PR #253, opened 2017-08-17
Provenance for WPS

pmbohm:
@pblain @jonescc The question remains; Is it necessary to include the Geonetwork metadata Url?
Geoserver currently has no reference to it? It could be passed in from Portal

@jonescc  - regarding Config
`params.put("gogoduckXml", config.getLayerConfigFilePath(layer));`
and 
`params.put("outputAggregationSettingsXml", settingsFile);`
are pretty bogus and need a look at!

@jones Why move the location of the templates? Are they intended to be part of the GeoserverDataDir?
Previously the templates were in 
`src/extension/wps/src/main/java/au/org/emii/wps/resources/provenance_templates....` and followed Freemarkers built in template lookup convention. I was following Tommy's `FilterConfigurationWriter` code which seems to involve less code.


craigj9:
re the metadata url:

I think its pretty desirable to be able to include it - provenance is about providing a historical record of the data and its origins.   @smancini?  

As to how, this is for MARVL - so the portal passing in the metadata Url won't help as they don't go via the portal.  Perhaps we need to look it up using catalogue-portal if its no longer maintained in geoserver-config?  I don't think we should be asking MARVL to pass in info we should be able to look up ourselves.

re config - no ones really clear on what makes sense here - its a suck it and see approach - if we are documenting the config used for the aggregation as an input then the files used and the date provides the possibility of tracking down exactly what the settings were at the time - @smancini?

re location of the templates - good question - I guess that's just where I had in mind that they should go similar to the layer ftl's - as I thought that changing the template should be easier than changing the code

jonescc:
re the metadata url:

I think its pretty desirable to be able to include it - provenance is about providing a historical record of the data and its origins.   @smancini?  

As to how, this is for MARVL - so the portal passing in the metadata Url won't help as they don't go via the portal.  Perhaps we need to look it up using catalogue-portal if its no longer maintained in geoserver-config?  I don't think we should be asking MARVL to pass in info we should be able to look up ourselves.

re config - no ones really clear on what makes sense here - its a suck it and see approach - if we are documenting the config used for the aggregation as an input then a link to the files used and the date provides the possibility of tracking down exactly what the settings were at the time.  We can look at how we can better specify the version when looking at versioning - @smancini?

re location of the templates - good question - I guess that's just where I had in mind that they should go similar to the layer ftl's - as I thought that changing the template should be easier than changing the code

smancini:
As Craig mentioned earlier, it is pretty important to include the Geonetwork metadata URL in the provenance record because it provides a way for the user to get more information about the process or the activity. Simon is using links to metadata in his example of provenance record for the MARVL software.

The config file and the information it contains is probably not going to be very useful to the end user, for now at least.
I think that for this task we are more interested in the mechanics of creating a provenance record and how we can link to the appropriate version of a file in GitHub.

akashisama:
@jonescc So your suggesting we'd use a search like this to find the point of truth from a layer name?
https://catalogue-portal.aodn.org.au/geonetwork/srv/eng/xml.search.summary?any=srs_ghrsst_l3s_1d_ngt_url%2Fsea_surface_temperature&sortBy=relevance&hitsPerPage=1&fast=index

jonescc:
Open to other suggestions -not completely happy with this - but portal config is where we keep this information.  

Searching using any works in this case and may be enough - if not we could add a specific search term to https://github.com/aodn/schema-plugins/blob/master/iso19139.mcp-2.0/index-fields.xsl 

If you remove the fast=index and add buildSummary=false you'll get a much more concise result.

jonescc:
Actually you need fast=index for the point of truth.

jonescc:
Ready for review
════════
▶ Work required
Wherever a line of the listing above contains the string "record", copy that line.

▶ Your solution
I think its pretty desirable to be able to include it - provenance is about providing a historical record of the data and its origins.   @smancini?  
I think its pretty desirable to be able to include it - provenance is about providing a historical record of the data and its origins.   @smancini?  
As Craig mentioned earlier, it is pretty important to include the Geonetwork metadata URL in the provenance record because it provides a way for the user to get more information about the process or the activity. Simon is using links to metadata in his example of provenance record for the MARVL software.
I think that for this task we are more interested in the mechanics of creating a provenance record and how we can link to the appropriate version of a file in GitHub.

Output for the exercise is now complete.